Exercise goal:
Each record is to be repeated exactly as it stands below.

Data items:
_ _ _ _ _ _ _

PR #1152, opened 2023-05-04
Rank feature search query

### LINKED ISSUE #1073: Chore: use pagerank to boost highly cited documents in search
The idea is that [PageRank](https://en.wikipedia.org/wiki/PageRank) will help boost both commonly-cited documents and "important" documents higher in search. In particular, searching for "constitution" should provide the principal act (which is highly cited) rather than the commencements or amendment acts.

## Proposal

[Neo4J](https://neo4j.com/) is a widely used graph database that supports PageRank (and ArticleRank, a version better suited to our use case). The details then become: how do we get data into the graph database, calculate a rank for works, and get the rank out and into ElasticSearch?

### Concepts

First, some concepts:

PageRank works on a graph. A (computer science) graph is made up of nodes (eg. documents) and edges (the relationships between the nodes) -- [more detail in the neo4j docs](https://neo4j.com/docs/getting-started/current/get-started-with-neo4j/graph-database/).

Conceptually, we want to rank all the Works in a LII database based on citation and other relationships between them. Note that our citations and relationships are between works and not documents. All the historical and language versions of a work have the same ranking.

The relationships between our works are citations for now. Later, we can explore bringing in relationships such as amendments and those defined manually by admins. The citation relationship is directional (like a link in a webpage): a citing work cites a target work. The citing work lends weight to the target work.

PageRank produces a ranking of each work. This is a floating point number normalised to between 0 and 1. A higher number means, roughly, that the work is more important.

[ArticleRank](https://neo4j.com/docs/graph-data-science/current/algorithms/article-rank/) is designed for citation networks and is very similar to PageRank, except that it doesn't bias against works that have a lot of outgoing citations. 

### When to rank

Either periodically (eg. daily) or when works or relationships are updated, we need to push information into the neo4j database, run the pagerank algorithm to generate rankings. We probably want to do this when the relevant objects have changed, particularly for large databases (100k+ gazettes and judgments, for example), rather than unnecessarily. 

### Calculating rankings

The process of ranking is as follows:

1. clear out the existing graph in neo4j
2. create all the works in neo4j
3. add all the relationships (citation links) to neo4j, based on our existing ExtractedCitation model
4. run the ArticleRank algorithm on the neo4j graph, which updates the `rank` attribute of each node
5. update the `rank` attribute on the `Work` model in the LII database (a new field)
6. push the updated rankings into ElasticSearch, using the work's ranking for each of its documents. We probably want to find a way to update just this one field, and do so in bulk, rather than re-indexing the entire dataset (which is slow).

[neomodel](https://neomodel.readthedocs.io/en/latest/) is a high-level library for declaring and interacting with Neo4j objects. 

### Using rankings

ElasticSearch has a particular type of field for boosting search results, called [`rank_feature`](https://www.elastic.co/guide/en/elasticsearch/reference/7.17/query-dsl-rank-feature-query.html). When a search is executed, we tell ElasticSearch to boost results based on the `rank_feature`.

### Frontend

There are no frontend changes required.

### Testing and deployment

We need a production-sized database to test rankings effectively, because we need real-world citation network data. However, we don't yet know how much weight to give to those rankings during searching.

We first need to calculate rankings and push them into ElasticSearch (but not yet use them). Then, we can use our development environment to search the production ElasticSearch and work out the best weights for the rankings.

Adding the new field will require updating ElasticSearch field mappings, and therefore a re-index of all content (this is an hour or two for our biggest websites). 

Rather than updates triggering ranking, we can start with a management command to update rankings manually. Once we have the process refined, we can setup signals to trigger updates.

actlikewill:
- adds rank feature to search query

closes #1073


longhotsummer:
Suggested next steps:

1. when indexing into ES, ensure all documents have at least a very small ranking value (eg. 0.0000001)
2. put the ranking query into the MUST clauses
3. add the rank boost to the site settings

peachjam_search/views.py
```diff
@@ -55,6 +55,17 @@ def construct_search(self, request, view, search_backend):
         ]
 
 
+class RankFeatureBackend(BaseSearchQueryBackend):
+    @classmethod
+    def construct_search(cls, request, view, search_backend):
+        rank = Q(
```
longhotsummer, line 61: Can you simply not return anything if the setting's boost value isn't set? Because even with zero, this will break on indexes that don't yet have the ranking feature.

peachjam_search/views.py
```diff
@@ -134,14 +146,20 @@ class SearchFilterBackend(CompoundSearchFilterBackend):
...
-    should_backends = [
-        # Search each field individually using SimpleQueryString which allows quotes, +foo, -bar etc.
-        CrossFieldSimpleQueryStringBackend,
-        # Customised search on PDF page content
-        NestedPageQueryBackend,
-    ]
+        self.must_backends = [MultiFieldSearchQueryBackend()]
+
+        if pj_settings().pagerank_boost_value:
+            self.must_backends += [RankFeatureBackend()]
```
longhotsummer, line 155: Ah, I see. I think hard-code in the backends, and then the backend can return an empty list instead? Less fiddly than doing this here.

longhotsummer: That way, the backend is the only thing that cares about its config. Otherwise both this and the backend must care.

peachjam/graph/ranker.py
```diff
@@ -73,11 +80,74 @@ def calculate_ranks(self):
...
         for neo_work in NeoWork.nodes.all():
-            work = works[neo_work.frbr_uri]
-            work.ranking = neo_work.ranking
-            work.save(update_fields=["ranking"])
+            w = works[neo_work.frbr_uri]
+            # only update those that have changed
+            if w["work"].ranking != neo_work.ranking:
+                w["work"].ranking = neo_work.ranking
+                w["work"].save(update_fields=["ranking"])
+                w["work"]["updated"] = True
```
longhotsummer, line 91: This is ... odd. Rather than using a dict, maybe just use a list?

```python
updated = []
...
w = works[neo_work.frbr_uri]
if neo_work.ranking != w.ranking:
  w.ranking = neo_work.ranking
  w.save(updated_fields=["ranking"])
  updated.add(w)

self.update_index([w.frbr_uri for w in updated])
```

peachjam_search/views.py
actlikewill: changed

peachjam_search/views.py
actlikewill: changed :heavy_check_mark:

peachjam/graph/ranker.py
actlikewill: changed :heavy_check_mark:

longhotsummer (approved):
Awesome, let's get it out and re-rank all the lawlibrary docs.

PR #1172, opened 2023-05-10
Add mailchimp config for TCILII newsletter

nickmwangemi:
Adds the mailchimp form action code necessary for newsletter to work


nickmwangemi:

_ _ _ _ _ _ _

Solution to the exercise:
PR #1152, opened 2023-05-04
Rank feature search query

### LINKED ISSUE #1073: Chore: use pagerank to boost highly cited documents in search
The idea is that [PageRank](https://en.wikipedia.org/wiki/PageRank) will help boost both commonly-cited documents and "important" documents higher in search. In particular, searching for "constitution" should provide the principal act (which is highly cited) rather than the commencements or amendment acts.

## Proposal

[Neo4J](https://neo4j.com/) is a widely used graph database that supports PageRank (and ArticleRank, a version better suited to our use case). The details then become: how do we get data into the graph database, calculate a rank for works, and get the rank out and into ElasticSearch?

### Concepts

First, some concepts:

PageRank works on a graph. A (computer science) graph is made up of nodes (eg. documents) and edges (the relationships between the nodes) -- [more detail in the neo4j docs](https://neo4j.com/docs/getting-started/current/get-started-with-neo4j/graph-database/).

Conceptually, we want to rank all the Works in a LII database based on citation and other relationships between them. Note that our citations and relationships are between works and not documents. All the historical and language versions of a work have the same ranking.

The relationships between our works are citations for now. Later, we can explore bringing in relationships such as amendments and those defined manually by admins. The citation relationship is directional (like a link in a webpage): a citing work cites a target work. The citing work lends weight to the target work.

PageRank produces a ranking of each work. This is a floating point number normalised to between 0 and 1. A higher number means, roughly, that the work is more important.

[ArticleRank](https://neo4j.com/docs/graph-data-science/current/algorithms/article-rank/) is designed for citation networks and is very similar to PageRank, except that it doesn't bias against works that have a lot of outgoing citations. 

### When to rank

Either periodically (eg. daily) or when works or relationships are updated, we need to push information into the neo4j database, run the pagerank algorithm to generate rankings. We probably want to do this when the relevant objects have changed, particularly for large databases (100k+ gazettes and judgments, for example), rather than unnecessarily. 

### Calculating rankings

The process of ranking is as follows:

1. clear out the existing graph in neo4j
2. create all the works in neo4j
3. add all the relationships (citation links) to neo4j, based on our existing ExtractedCitation model
4. run the ArticleRank algorithm on the neo4j graph, which updates the `rank` attribute of each node
5. update the `rank` attribute on the `Work` model in the LII database (a new field)
6. push the updated rankings into ElasticSearch, using the work's ranking for each of its documents. We probably want to find a way to update just this one field, and do so in bulk, rather than re-indexing the entire dataset (which is slow).

[neomodel](https://neomodel.readthedocs.io/en/latest/) is a high-level library for declaring and interacting with Neo4j objects. 

### Using rankings

ElasticSearch has a particular type of field for boosting search results, called [`rank_feature`](https://www.elastic.co/guide/en/elasticsearch/reference/7.17/query-dsl-rank-feature-query.html). When a search is executed, we tell ElasticSearch to boost results based on the `rank_feature`.

### Frontend

There are no frontend changes required.

### Testing and deployment

We need a production-sized database to test rankings effectively, because we need real-world citation network data. However, we don't yet know how much weight to give to those rankings during searching.

We first need to calculate rankings and push them into ElasticSearch (but not yet use them). Then, we can use our development environment to search the production ElasticSearch and work out the best weights for the rankings.

Adding the new field will require updating ElasticSearch field mappings, and therefore a re-index of all content (this is an hour or two for our biggest websites). 

Rather than updates triggering ranking, we can start with a management command to update rankings manually. Once we have the process refined, we can setup signals to trigger updates.

actlikewill:
- adds rank feature to search query

closes #1073


longhotsummer:
Suggested next steps:

1. when indexing into ES, ensure all documents have at least a very small ranking value (eg. 0.0000001)
2. put the ranking query into the MUST clauses
3. add the rank boost to the site settings

peachjam_search/views.py
```diff
@@ -55,6 +55,17 @@ def construct_search(self, request, view, search_backend):
         ]
 
 
+class RankFeatureBackend(BaseSearchQueryBackend):
+    @classmethod
+    def construct_search(cls, request, view, search_backend):
+        rank = Q(
```
longhotsummer, line 61: Can you simply not return anything if the setting's boost value isn't set? Because even with zero, this will break on indexes that don't yet have the ranking feature.

peachjam_search/views.py
```diff
@@ -134,14 +146,20 @@ class SearchFilterBackend(CompoundSearchFilterBackend):
...
-    should_backends = [
-        # Search each field individually using SimpleQueryString which allows quotes, +foo, -bar etc.
-        CrossFieldSimpleQueryStringBackend,
-        # Customised search on PDF page content
-        NestedPageQueryBackend,
-    ]
+        self.must_backends = [MultiFieldSearchQueryBackend()]
+
+        if pj_settings().pagerank_boost_value:
+            self.must_backends += [RankFeatureBackend()]
```
longhotsummer, line 155: Ah, I see. I think hard-code in the backends, and then the backend can return an empty list instead? Less fiddly than doing this here.

longhotsummer: That way, the backend is the only thing that cares about its config. Otherwise both this and the backend must care.

peachjam/graph/ranker.py
```diff
@@ -73,11 +80,74 @@ def calculate_ranks(self):
...
         for neo_work in NeoWork.nodes.all():
-            work = works[neo_work.frbr_uri]
-            work.ranking = neo_work.ranking
-            work.save(update_fields=["ranking"])
+            w = works[neo_work.frbr_uri]
+            # only update those that have changed
+            if w["work"].ranking != neo_work.ranking:
+                w["work"].ranking = neo_work.ranking
+                w["work"].save(update_fields=["ranking"])
+                w["work"]["updated"] = True
```
longhotsummer, line 91: This is ... odd. Rather than using a dict, maybe just use a list?

```python
updated = []
...
w = works[neo_work.frbr_uri]
if neo_work.ranking != w.ranking:
  w.ranking = neo_work.ranking
  w.save(updated_fields=["ranking"])
  updated.add(w)

self.update_index([w.frbr_uri for w in updated])
```

peachjam_search/views.py
actlikewill: changed

peachjam_search/views.py
actlikewill: changed :heavy_check_mark:

peachjam/graph/ranker.py
actlikewill: changed :heavy_check_mark:

longhotsummer (approved):
Awesome, let's get it out and re-rank all the lawlibrary docs.

PR #1172, opened 2023-05-10
Add mailchimp config for TCILII newsletter

nickmwangemi:
Adds the mailchimp form action code necessary for newsletter to work


nickmwangemi:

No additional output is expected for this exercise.